His email paved the way."I'm overflowing with words and pics on the Australian hifi show that took place in Melbourne last weekend. Ordinarily I wouldn't think twice about banging it up on my own site. However there were some exhibits/manufacturers that I think would benefit from a broader (read: European) audience. You want? I'll run the surplus photos and notes on my site as a teaser piece." With thanks to John's generosity, here goes his report on what Down Under strutted for hifi in 2013:


This was the Chester Group's third consecutive year in Australia and it looks like they're here for the long haul, alternating between Sydney and Melbourne year on year. In 2013 Roy and Justin Bird's Australian Audio and AV Show was still smaller than the likes of RMAF or T.H.E Newport Beach, making it easier to visit rooms more than once without being plagued by FOMO (fear of missing out).

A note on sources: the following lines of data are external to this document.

PR #469, opened 2016-11-16
Bugfix: Video thumbnail not showing correctly on Beehive pprd

jgondron:
The problem was duplication of items in the index, which caused react to flatten items in the array due to duplicate keys. We were using a combination of item.unique_id and item.type to uniquely identify the object to solr. We now have items with different types (ex: MetadataOnlyObject, VideoObject, etc), so this no longer works. Additionally, item.unique_id is only guaranteed to be unique within a collection. Changed this to use the collection.unique_id + item.unique_id when identifying the object in solr. This will mean we need to reindex after a deploy.

### DIFF
--- a/app/models/waggle/adapters/solr/index/item.rb
+++ b/app/models/waggle/adapters/solr/index/item.rb
@@ -11,7 +11,7 @@ module Waggle
           end
 
           def id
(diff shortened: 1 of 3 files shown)


jgondron:
This will require a reindex of everything. It should be much faster now with the changes to indexing.

PR #470, opened 2016-11-16
Fix showcase and page quick delete buttons

hbeachey:
The showcase and page quick delete buttons didn't check if the item could be deleted, which would break the site path. This no longer happens.

### DIFF
--- a/app/queries/item_query.rb
+++ b/app/queries/item_query.rb
@@ -27,11 +27,7 @@ class ItemQuery
     relation.find_by!(unique_id: id)
   end
 
-  def self.can_delete_item?(item)
-    !item.showcases.any? && !item.pages.any? && !item.children.any?
-  end
-
   def can_delete?
-    ItemQuery.can_delete_item?(relation)
+    CanDelete.item?(relation)
   end
 end
--- a/app/queries/page_query.rb
+++ b/app/queries/page_query.rb
@@ -23,11 +23,7 @@ class PageQuery
     relation.find_by!(unique_id: id)
   end
 
-  def self.can_delete_page?(page)
-    !SiteObjectsQuery.new.exists?(collection_object: page)
-  end
-
   def can_delete?
-    PageQuery.can_delete_page?(relation)
+    CanDelete.page?(relation)
   end
 end
--- a/app/queries/page_query.rb
+++ b/app/queries/page_query.rb
@@ -23,7 +23,11 @@ class PageQuery
     relation.find_by!(unique_id: id)
   end
 
+  def self.can_delete_page?(page)
+    !SiteObjectsQuery.new.exists?(collection_object: page)
+  end
+
   def can_delete?
-    !SiteObjectsQuery.new.exists?(collection_object: relation)
+    PageQuery.can_delete_page?(relation)
   end
 end
--- a/app/queries/showcase_query.rb
+++ b/app/queries/showcase_query.rb
@@ -27,11 +27,7 @@ class ShowcaseQuery
     relation.find_by!(unique_id: id)
   end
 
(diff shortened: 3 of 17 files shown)


app/queries/page_query.rb
```diff
@@ -23,7 +23,11 @@ def public_find(id)
     relation.find_by!(unique_id: id)
   end
 
+  def self.can_delete_page?(page)
```
jonhartzler: I would be tempted to move this to a policy object.    It is not really logic about the query.

app/queries/showcase_query.rb
```diff
@@ -27,7 +27,11 @@ def public_find(id)
     relation.find_by!(unique_id: id)
   end
 
+  def self.can_delete_showcase?(showcase)
```
jonhartzler: Same as above.

jgondron:
General question on all of the Destroy services: what should the behavior be when it cannot destroy? In the past we've allowed it to fall through to FKC checks at the data layer, which would throw an exception. Since we're handling checks at the app layer to see if there is an association in site_objects, I wonder if it shouldn't behave the same. Ie, if we get to the point where its actually trying to Destroy an object and it fails a CanDelete? check, raise an exception.

app/queries/item_query.rb
```diff
@@ -27,11 +27,7 @@ def public_find(id)
     relation.find_by!(unique_id: id)
   end
 
-  def self.can_delete_item?(item)
-    !item.showcases.any? && !item.pages.any? && !item.children.any?
-  end
-
   def can_delete?
```
jgondron: Should the #can_delete? methods even exist on the query objects any longer? Seems like we should we just migrate any users of these methods over to directly using the CanDelete service?

spec/services/destroy/item_spec.rb
```diff
@@ -76,14 +76,16 @@
       # it out will cause it to never call cascade on the child objects. Instead,
       # it tests to see that it calls destroy on the item's children, and it's
       # childrens' children, implying that cascade was properly called.
-      expect(child).to receive(:destroy!).twice
-      expect(child2).to receive(:destroy!).twice
+      allow(CanDelete).to receive(:item?)
```
jgondron: This should be separated into two specs. One that still checks that it actually calls item destroy, another that tests that it uses the CanDelete service before destroying

spec/services/destroy/item_spec.rb
```diff
@@ -76,14 +76,16 @@
...
+      expect(CanDelete).to receive(:item?).with(child).twice
+      expect(CanDelete).to receive(:item?).with(child2).twice
       subject.cascade!(item: item)
     end
 
     it "destroys sections before children to prevent FK constraints on Item->Section" do
       expect(destroy_section).to receive(:cascade!).with(section: section).at_least(:once).ordered
-      expect(child).to receive(:destroy!).at_least(:once).ordered
+      allow(CanDelete).to receive(:item?)
```
jgondron: Same as above

spec/services/destroy/item_spec.rb
hbeachey: Ideally yes, but since we don't actually destroy anything the children won't be removed from the parents and thus the destroy will only be called once for the bottom-most child as all the rest will fail the CanDelete check (they'll still have children).

hbeachey:
@jgondron I don't know that the FKC have actually worked for these cases in the past. I had to change how these delete utilities work because I was able to delete things that should not have been deletable and which, when deleted, broke the site path. I agree that we should stay consistent, but I also think changing these to be exceptions will be a considerable change and should be put into it's own task.

PR #480, opened 2017-01-03
DEC-1245 DEC-1246 DEC-1257 adding parent/children routes to items

hbeachey:


spec/decorators/v1/item_json_decorator_spec.rb
```diff
@@ -40,6 +40,22 @@
     end
   end
 
+  describe "#children" do
+    let(:item) { instance_double(Item, unique_id: "adsf", name: "name", children: ["a"]) }
+
```
jgondron: Add a test case for when the item has no children

spec/decorators/v1/item_json_decorator_spec.rb
```diff
@@ -40,6 +40,22 @@
...
+    it "returns the path to the children" do
+      expect(subject.children_url).to eq("http://test.host/v1/items/adsf/children")
+    end
+  end
+
+  describe "#parent" do
+    let(:item) { instance_double(Item, unique_id: "adsf", name: "name", parent: "a") }
+
```
jgondron: Add a test case for when an item has no parent

app/controllers/v1/items_controller.rb
```diff
@@ -56,6 +56,28 @@ def destroy
       end
     end
 
+    # show the items parent
+    def parent
```
jgondron: I don't think we actually need this one. The isPartOf/Parent url can just point to the show method for the parent object.

app/decorators/v1/item_json_decorator.rb
```diff
@@ -10,10 +10,22 @@ def at_id
       h.v1_item_url(object.unique_id)
     end
 
+    def parent_url
+      if object.parent
+        h.v1_item_parent_url(object.unique_id)
```
jgondron: Continuing from comment above, you can probably just use h.v1_item_url(object.parent.unique_id) instead of using this additional route.

spec/controllers/v1/items_controller_spec.rb
```diff
@@ -4,7 +4,7 @@
 RSpec.describe V1::ItemsController, type: :controller do
```
jgondron: Add test cases for the new methods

Their new Melbourne venue—the Intercontinental—is a more luxurious setting than either the Denver Marriot or Newport Beach Hilton/Atrium. It's grandiose and spacious enough to keep crowding to a minimum. The wider spread exhibitor layout meant there wasn't so much sound bleed between rooms.


The overall demographic seemed to be slightly younger than at the USA shows, no doubt helped along by a Headzones area that enjoyed solid foot traffic right up until the final whistle. The Audeze LCD-X (AU$.2059) and Abyss AB-1266 (AU$6.700) were the must-hear headphones of the weekend.


It took me a couple of return visits to get a seat in the always buzzing Addicted To Audio booth. I found Sennheiser's HD800 (AU$1.699) to sound remarkably different driven by a Woo Audio WA-6 (AU$799) with Astell&Kern AK120 (AU$1.300) source and then later in Sennheiser's own room with their own-branded HDVD800 DAC/amp (AU$2.399). The latter was cooler, less honeyed but streets ahead in terms of purity and transparency.


There is some incredible design talent Down Under that deserves wider exposure. Does anyone else in the world make active speakers as accomplished as Melbourne's SGR Audio? If so, do they come in Lamborghini yellow? Nope. Thought not. SGR's all-new floorstanding MT3.2SE (AU$60k+) made an unforgettable first impression. SGR's MusicKube is still some way off but their AudibleHQ Black Dragon music server (AU$1.499) will see the light of day before Christmas.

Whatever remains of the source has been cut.